¿Está usted contento con el teletrabajo? ¿Le alivia ahorrarse las horas de ida y vuelta y la gasolina en el trayecto? ¿Disfruta ahora de tiempo libre con su familia? O, por el contrario, ¿tiene que compartir ordenador con varios miembros de la casa, sus condiciones no son las mejores y, además, la conexión WiFi no va tan bien como en la oficina? Sea cual sea su respuesta, si tiene la suerte de poder teletrabajar ya es una ventaja.

Y además, parece que a los españoles no se nos está dando tan mal eso de hacerlo desde casa.
Según una encuesta de Bain & Company, el 68% de los trabajadores españoles afirma ser igual o más productivo trabajando en remoto.
No solo eso, otra investigación de la agencia AxiCom revela que al 80% le gusta el teletrabajo y el 93% quiere mantenerlo pese a la vuelta a la normalidad, informaba Europa Press hace unas semanas.
Lo que más gusta de teletrabajar es evitar los desplazamientos, no tener que madrugar y la conciliación familiar y laboral.

Hasta que las empresas no analicen cómo pueden regresar de forma segura sus trabajadores, la prioridad es mitigar los riesgos

El coronavirus ha descubierto dos caras de una moneda: algunas personas han comprobado los problemas de no poder acudir a trabajar, mientras que otras empresas han aprovechado para implantar un modelo que llevaban mucho tiempo queriendo probar.
Volviendo a estas últimas, algunos investigadores creen que el teletrabajo sería una buena idea para luchar contra la contaminación, un problema muy actual: en concreto, algunos aseguran que haría bajar los niveles de carbono en 3 millones de toneladas. Pero no solo saldría ganando el medio ambiente, sino que también los accidentes de tráfico descenderían, disminuyendo la mortalidad vial.

Entonces, ¿tenemos que acostumbrarnos a trabajar en pijama y no volver a ver a nuestros compañeros, de los que nos despedimos hace más de dos meses?
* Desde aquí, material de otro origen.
PR #2713, opened 2026-04-15
[BREAKING][MISC] Set default constraint solver tolerance based on floating-point precision.

duburcqa:
Related to https://github.com/Genesis-Embodied-AI/Genesis/pull/2710

### DIFF
--- a/genesis/engine/solvers/rigid/rigid_solver.py
+++ b/genesis/engine/solvers/rigid/rigid_solver.py
@@ -337,6 +337,10 @@ class RigidSolver(KinematicSolver):
         self.n_fixed_verts_ = max(1, self.n_fixed_verts)
         self.n_candidate_equalities_ = max(1, self.n_equalities + self._options.max_dynamic_constraints)
 
+        # Resolve precision-dependent tolerance default
+        if self._options.tolerance is None:
+            self._options.tolerance = 1e-5 if gs.qd_float == qd.f32 else 1e-8
+
         super().build()
 
         self._init_mass_mat()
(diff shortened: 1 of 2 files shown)


genesis/engine/solvers/rigid/rigid_solver.py
```diff
@@ -337,6 +337,10 @@ def build(self):
         self.n_fixed_verts_ = max(1, self.n_fixed_verts)
         self.n_candidate_equalities_ = max(1, self.n_equalities + self._options.max_dynamic_constraints)
 
+        # Resolve precision-dependent tolerance default
+        if self._options.tolerance is None:
+            self._options.tolerance = 1e-5 if gs.qd_float == qd.f32 else 1e-8
```
hughperkins, line 342: Nice!

duburcqa, line 342: Actually options are supposed to be instantiable without having to initialise Genesis first. This will have to be delegated to rigid solver build, which sadly obfuscate a bit the behaviour.

genesis/options/solvers.py
```diff
@@ -500,7 +500,7 @@ class RigidOptions(Options):
     # constraint solver
     constraint_solver: gs.constraint_solver = gs.constraint_solver.Newton
     iterations: PositiveInt = 50
-    tolerance: PositiveFloat = 1e-6
+    tolerance: PositiveFloat | None = None
```
duburcqa, line 503: The documentation should be updated to reflect the new default.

Según cuenta un reciente artículo publicado en 'The Atlantic', algunas empresas, incluidas Google y Facebook, ya han extendido las políticas del teletrabajo hasta finales de otoño o principios del año que viene.
Eso les da tiempo para pruebas gubernamentales y esfuerzos de rastreo para mejorar y para que haya mejores tratamientos disponibles.
Otras como Twitter, incluso han ido un paso más allá y ahora permite a los empleados trabajar desde casa 'para siempre'.
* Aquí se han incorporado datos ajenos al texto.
PR #2714, opened 2026-04-15
[BUG FIX] Fix float modulo buggy on AMDGPU.

duburcqa:


tests/conftest.py
duburcqa, line 265: Add:
`else: return -1`

duburcqa:
@claude review

PR #2717, opened 2026-04-16
[MISC] Fix safe GJK fallback.

duburcqa:
## Problem

PR https://github.com/Genesis-Embodied-AI/Genesis/pull/2714 fixed a correctness bug in `_func_count_supports_mesh` where `dot_max` was never updated, causing the support count to always return 1. The fix was reverted in https://github.com/Genesis-Embodied-AI/Genesis/pull/2716 because it caused an ~20% FPS regression on benchmarks.

## Root cause of the regression

In `func_safe_gjk_support`, the perturbation loop (i=0..8) was calling `func_count_support` for **all 9 directions** -- the original plus 8 EPS-perturbed variants. With the corrected count function, meshes with flat faces (very common: cube-like links on Franka) return count > 1 for the original direction. The loop then tries 8 perturbed directions, but since the EPS perturbation is far smaller than the support-field grid resolution, it maps to the **same grid cells** and yields the **same count** every time. The result: 8 wasted count evaluations that always return > 1, the loop falls through to i=8, and the function returns the exact same i=0 baseline result.

## Fix

Compute `func_count_support` only once at i=0. For perturbed directions (i=1..8), skip the count entirely and go straight to computing support points + checking simplex validity via `func_is_new_simplex_vertex_valid`. This way:

- **count == 1** (unique support): break immediately, same cost as before.
- **count > 1** (ambiguous, e.g. flat face): perturbed directions now actually compute support points and check if the resulting simplex vertex is non-degenerate, instead of fruitlessly re-checking the same count.

### DIFF
--- a/genesis/engine/solvers/rigid/collider/gjk.py
+++ b/genesis/engine/solvers/rigid/collider/gjk.py
@@ -1770,6 +1770,14 @@ def func_safe_gjk_support(
     function perturbs the support direction to find the best support points that guarantee non-degenerate simplex
     in the GJK algorithm.
 
+    The support count (number of candidate support vertices tied for the maximum dot product) is only evaluated once
+    for the original direction (i=0). For perturbed directions (i=1..8), we skip the count and go straight to
+    computing support points and checking simplex validity. This is critical for performance because the count check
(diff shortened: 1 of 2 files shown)


hughperkins:
Interesting.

Los modelos mixtos serán posiblemente lo que nos traiga la nueva normalidad, con trabajos por turnos y mayor flexibilidad horaria y 'espacial'

Y no es tan descabellado pues, por el momento, según informan analistas como el profesor de salud pública de Harvard Joseph G.
Allen
, lo fundamental es la salud de los trabajadores.
Hasta que las empresas no analicen cómo pueden regresar de forma segura, la prioridad es mitigar los riesgos.
Esperar ahora parece la opción más prudente, sobre todo si tenemos en cuenta que los niños no han vuelto a los colegios y no lo harán hasta el próximo curso escolar.

En Estados Unidos, los Centros para el Control y la Prevención de Enfermedades publicaron la semana pasada una guía que, además de sugerir a las empresas que desinfectaran y extremaran la higiene, también instaban a que los trabajadores se quedasen en casa.
Sin embargo, algunos solo quieren ver en esto algo temporal, pues aseguran que no todo en el teletrabajo es tan idílico como se pretende mostrar: el intercambio de ideas entre compañeros es fundamental para potenciar la creatividad, así como la sociabilidad, y también aseguran que en algunos casos la productividad puede verse afectada así como los horarios (teletrabajar no significa estar disponible a todas horas).

Si el coronavirus no termina por completo con el trabajo presencial, por lo menos sí es probable que lo transforme, siempre que se pueda, hacia un modelo híbrido, pues, al fin y al cabo, solo se ha acelerado un plan que llevaba pensándose mucho tiempo.
Los modelos mixtos serán posiblemente lo que nos traiga la nueva normalidad, con trabajos por turnos y mayor flexibilidad (horaria y espacial, en lo referente al lugar de trabajo).
Lo realista para avanzar es adaptarse a todos los cambios que estén por venir.
Aunque eso signifique continuar haciendo reuniones mediante videollamadas.